I like the macro split section under basic.  You can pick a "canned" macro ratio such as bodybuilder or keto or low carb. Or you can enter custom percentages. Then it spits out how many grams that shakes out to.

You have a spot to enter an estimated bodyfat percentage which is good. Using the US Navy or YMCA method of measure the neck and waist or just the waist is mostly useless for athletes. Is there a way to tie in the estimated body fat % in the profile and have it properly calculate your BMR/TDEE?  My ideal weight is not 160 something pounds and I've got a tad bit of muscle on me that I'd like to keep.


----------



## #TheMatrix (Jul 7, 2014)

My company started this "fit vitality" crap....that assumes everyone wants to be 100lbs.  They asked for my height and weight and said I was obese aswell...I basically told them to **** off and stopped participating in any of their projects solely based on inaccurate charting of employees.
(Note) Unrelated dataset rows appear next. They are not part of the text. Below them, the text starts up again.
PR #12986, opened 2023-12-11
feat(python)!: Update `update` signature

stinodego:
#### Changes

- Better align the method signature with `join`
- Properly add the "experimental" warning.
  - It was argued before that the experimental status should be stripped, however, I would suggest this method be fully implemented in Rust before stripping experimental status.

There is no deprecation for this as it was considered experimental (though not properly indicated on the `LazyFrame` variant...).

### DIFF
--- a/py-polars/polars/dataframe/frame.py
+++ b/py-polars/polars/dataframe/frame.py
@@ -10188,27 +10188,22 @@ class DataFrame:
         self,
         other: DataFrame,
         on: str | Sequence[str] | None = None,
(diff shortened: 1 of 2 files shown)


MarcoGorelli (approved):
> There is no deprecation for this as it was considered experimental (though not properly indicated on the LazyFrame variant...).

looks fine - anyone using this was almost certainly specifying `left_on` and `right_on` by name anyway, so this shouldn't break anyone's code

stinodego:
Yeah this falls into the 'technically breaking' category 😄

Issue #12935, opened 2023-12-07
Unsupported aggregation functions return `None` on String columns


orlp:
Reproduction:

```python
df = pl.DataFrame({"s": ["test", "foo"], "l": [[1], [2]]})
print(df)
print(df["s"].sum(), df["s"].min(), df["s"].max())
print(df["l"].sum(), df["l"].min(), df["l"].max())
```

This prints:

```
shape: (2, 2)
┌──────┬───────────┐
│ s    ┆ l         │
│ ---  ┆ ---       │
│ str  ┆ list[i64] │
╞══════╪═══════════╡
│ test ┆ [1]       │
│ foo  ┆ [2]       │
└──────┴───────────┘
None foo test
None None None
```

I'd expect `sum`/`min`/`max` to give proper errors for unsupported dtypes instead of silently returning None.

mcrumiller:
Slightly related, should a utf8 `sum` be a concatenation of all elements?

```python
pl.Series(["a"]) + pl.Series(["b"])
```
```
Series: '' [str]
[
        "ab"
]
```

thomasfrederikhoeck:
Should't `min` and `max` also make sense for `utf-8` since they have ordering?

thomasfrederikhoeck:
@mcrumiller I was a bit to fast on the trigger (I reailised and deleted :-D )

orlp:
@mcrumiller

> Slightly related, should a utf8 sum be a concatenation of all elements?

I'd prefer not, the error message will redirect you to .str.concat which is the appropriate implementation.

stinodego:
This has been fixed for lists.

We should still update String `sum` to redirect to `str.concat`.

PR #12990, opened 2023-12-11
feat(python): Update `describe` to use new `count` implementation

stinodego:
Ref [#12935](https://github.com/pola-rs/polars/issues/12935)

#### Changes

* The `count` part of the description now excludes null values
* `Series.describe()` now works on an empty Series
* Improve error message when calling `describe` on a DataFrame without columns
* Refactor such that the implementation does not rely on `mean`, `std` and `quantile` returning `null` for unsupported data types.
* Refactor tests


alexander-beedie (approved):

alexander-beedie:
LGTM 👌

PR #13001, opened 2023-12-11
feat(python): use tuple for Enum categories

### LINKED ISSUE #13000: Use `tuple` to store `pl.Enum` categories
### Description

Minor nit: the categories in an Enum are immutable, so we should use the immutable `tuple` over a `list` to represent them. Obviously users can override them but this feels a bit more idiomatic.

mcrumiller:
Resolves #13000.

### DIFF
--- a/py-polars/polars/datatypes/classes.py
+++ b/py-polars/polars/datatypes/classes.py
@@ -4,7 +4,7 @@ import contextlib
 from collections import OrderedDict
 from datetime import timezone
 from inspect import isclass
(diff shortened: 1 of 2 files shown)


stinodego (changes requested):
I'm not sure about this. Regardless, this is not the way to do it. We should update the type hint to be a `Sequence` and cast it to `list` (or possibly `tuple`) only if needed.

I think a list is fine, we do the same in Struct.

mcrumiller:
I had it at `Sequence` originally but that felt a bit broad. I'm not set on tuples, it just felt better. I'll go ahead and close.

PR #13004, opened 2023-12-12
fix(python): change ignore_nulls default to False

PrettyMeng:
change ignore_nulls default to False in ewm_mean to match the doc and [pandas API](https://pandas.pydata.org/docs/reference/api/pandas.DataFrame.ewm.html)


ritchie46:
Sorry, is there any PR where we discussed this? Changing defaults is not something we do lightly.

stinodego:
Please open an issue first to discuss this change.

PR #13010, opened 2023-12-12
feat(rust,python): add direct series dispatch for various functions

### LINKED ISSUE #13009: Avoid dispatching more Series functions to the expression engine
### Description

As a following up to #12928, there are many `Series` functions that 1) don't rely on the expression dispatch decorator, but 2) still dispatch to the expression engine. As shown in the previous issue, using the expression engine is significantly slower than a direct line to the Series.

Functions that could easily benefit from this are:

* `any`
* `all`
* `product`
* `std`
* `var`
* `value_counts`
* `is_between`
* `slice`
* ~~`entropy`~~
* ~~`cut`~~
* ~~`qcut`~~
* ~~`nan_max`~~
* ~~`nan_min`~~

mcrumiller:
Resolves #13009.

Adds Series implementations for:

* `any`
* `all`
* `product`
* `std`
* `var`
* `value_counts`
* `is_between`
* `slice`
* ~~`entropy`~~
* ~~`cut`~~
* ~~`qcut`~~
* ~~`nan_max`~~
* ~~`nan_min`~~


ritchie46:
Can you remove the ones that are not mentioned in the issue? The rationale is that we don't want to expose those directly on series. We will remove that in the rust side as well. It is leaking our internal codebase.

mcrumiller:
Yep I can see the rationale for the more complex functions. We have a native series.sum, should we keep product as well?

ritchie46:
> Yep I can see the rationale for the more complex functions. We have a native series.sum, should we keep product as well?

Ok, product is fine.

py-polars/src/series/aggregation.rs
```diff
@@ -6,6 +6,20 @@ use crate::PySeries;
 
 #[pymethods]
 impl PySeries {
+    fn any(&self) -> Option<bool> {
+        match self.series.dtype() {
+            DataType::Boolean => Some(self.series.bool().unwrap().any()),
+            _ => None,
```
ritchie46, line 12: This should raise an error informing that we expect a bool here.

py-polars/src/series/aggregation.rs
```diff
@@ -6,6 +6,20 @@ use crate::PySeries;
...
+        }
+    }
+
+    fn all(&self) -> Option<bool> {
+        match self.series.dtype() {
+            DataType::Boolean => Some(self.series.bool().unwrap().all()),
+            _ => None,
```
ritchie46, line 19: This should raise an error informing that we expect a bool here.

ritchie46 (changes requested):

py-polars/src/series/aggregation.rs
mcrumiller: @ritchie46 just pushed a new commit. I realized I was missing the `ignore_nulls=False` Kleene oiption so added that in as well.

py-polars/tests/unit/series/test_series.py
```diff
@@ -2328,20 +2328,6 @@ def test_extend_constant(const: Any, dtype: pl.PolarsDataType) -> None:
     assert_series_equal(s.extend_constant(const, 3), expected)
 
 
-def test_any_all() -> None:
```
ritchie46, line 2331: Is this intended?

mcrumiller: Yes, above that in the same test file is `test_all_any()` which is parametrized and appears to do a lot more.

ritchie46 (approved):

ritchie46:
Thanks, can you refactor?

py-polars/tests/unit/series/test_series.py
mcrumiller: Sorry I misspoke, it's not in the same file, but there is a [`test_all_any.py`](https://github.com/pola-rs/polars/blob/main/py-polars/tests/unit/series/test_all_any.py) that has much more extensive parametrized tests so this isn't needed here.

mcrumiller:
@ritchie46 done, we're good to go.

PR #13545, opened 2024-01-08
docs(python): Doc example for `read_csv` (#13161)

MarcNuebel:
Part of #13161

PR #13571, opened 2024-01-09
docs(python): More examples for read_csv

MarcNuebel:
Addition to #13545 with unnecessary doctest skips removed (as mentioned by alexander-beedie).
Part of #13161.


stinodego:
Thanks, but we want to avoid examples with non-existant data. The example should run as-is. Otherwise, the example does not really add anything over the parameter descriptions.

I'll close this PR for now.

PR #13575, opened 2024-01-09
chore(github): remove extra line break between checkboxes in Python issue

mcrumiller:
I'm not sure if this actually fixes the issue since the [preview in the main branch](https://github.com/pola-rs/polars/blob/main/.github/ISSUE_TEMPLATE/bug_report_python.yml) doesn't actually show the extra line break, but you can see it when you click on almost any issue.

I looked up the yaml specs and the [section on scalars](https://yaml.org/spec/1.2.2/#23-scalars) seems to indicate that using `>` where the next line has indented code causes a newline, so my hope is that this removes the extra newline. But I'm not really sure how to test this.


mcrumiller:
Yikes, made this off wrong branch apparently.

PR #13581, opened 2024-01-10
docs(python): Clarify examples for .transpose()

wjandrea:
Use different numbers and names within examples so you can tell things apart.
Use the same numbers and names across examples so the resemblance is easier to see.

---

This was prompted by [this Stack Overflow question](https://stackoverflow.com/q/77790639/4518341 "How to do transpose in Polars").


alexander-beedie:
Looks like a good update to me; thanks 👍

alexander-beedie (approved):

PR #13584, opened 2024-01-10
added Windows and WSL

Suprithvarma1:


alexander-beedie:
Not sure why we would want a big section here on "what is Windows", including references to Microsoft Paint? 🎨  Looks like a big block of unrelated ChatGPT output 🤔

PR #12336, opened 2023-11-09
feat(python): Extend quantile label precision in `describe`

chrstfer:
Having 99.99% rounded to 100% was bothering me. Haven't tested, but I don't see why this would break anything.

PR #13593, opened 2024-01-10
fix(python): Fix formatting in `describe` for precise quantiles

stinodego:
Supersedes #12336

Credit to @chrstfer for signalling this issue.


alexander-beedie:
Do you think we should round to 100% for values like 0.9999999999? Or should we return 0.999 for that too - I'm a bit split, as it's also definitely not 100%, but do we draw the line somewhere? 🤔

stinodego:
I guess ideally it would be shown as `99.999...%`.

PR #13606, opened 2024-01-10
docs: Rearrange/fix main page links

### LINKED ISSUE #13601: Main page link to User Guide doesn't link to User Guide
### Description

This link:

image

Brings you to the main Polars page (https://docs.pola.rs/) instead of the User guide (https://docs.pola.rs/). This may be intended as there is no other direct link to the docs. I think that:

1. The big polars picture should link to https://docs.pola.rs/ instead of to the image itself.
3. There should be a `Homepage` section first that links to https://docs.pola.rs/.
4. The User Guide section be listed right after the Homepage, and shoud link directly to the User Guide.
5. The `Documentation` section should be labeled `API`.

### Link

_No response_

mcrumiller:
Resolves #13601

Minor change but I think this is a littel clearer/makes a bit more sense.

### DIFF
--- a/README.md
+++ b/README.md
@@ -1,5 +1,7 @@
 <h1 align="center">
-  <img src="https://raw.githubusercontent.com/pola-rs/polars-static/master/logos/polars_github_logo_rect_dark_name.svg">
+  <a href="https://docs.pola.rs">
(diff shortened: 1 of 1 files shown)


stinodego:
I don't agree on most of these changes.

To the OP...if you made your first post here to get users to try your apk. I also hope you log in to check what those(pillar) that try it and ask for improvements here and not only in GPlayMarket


----------



## Rumpy (Jul 7, 2014)

Wii fit says I'm obese


----------



## Azog (Jul 7, 2014)

Yup...says I am obese and my PP has striations.


----------



## Hockeyplaya18 (Jul 7, 2014)

checking it out right meow!!!


----------



## lightweight (Jul 7, 2014)

Will it come out on the iPhone


----------



## grizzldsealpoacher (Jul 7, 2014)

I am considered obese at work every year lol if I am obese then we need a new word for the majority of co workers that cant even climb the flight of steps to get to the test to tell them there fat


----------



## alittlespark (Jul 10, 2014)

Thanks for the honest feedback, guys! 

The BMI and Ideal weight sections are very basic data calculated from various well known formulas. Obviously, it is not intended for body builders - I have mentioned this in the help section too.
But, I have tried to keep the calculators like TDEE, BMR as accurate as possible. 

By the way, the app is now updated:
New Calculator: One Rep Max
Supports more Android devices now (Gingerbread 2.3.3+)!
Bug fixes


----------



## alittlespark (Jul 10, 2014)

@Pillarofbalance 
Also, there is an option 'LBM and BMR from body fat' which does what you asked for - calculate BMR from body fat - uses the Katch McArdle equation. Thanks for the idea to add TDEE also on this screen. I will do that in the next update.


----------



## anewguy (Jul 10, 2014)

It's extremely difficult to group what people's goals are into just just height and weight.  By these standards, I am likely obese as well.  

The Health/Fitness app industry is catering to the popular demographics, ie: the fat American that would like to lose weight... Or at least thinks they'd like to be skinny without trying.


----------



## Armedanddangerous (Jul 11, 2014)

PillarofBalance said:


> ok first this was just funny



166...............IN YOUR BRA!!!!!!!!!!!! Hahahahahaha


----------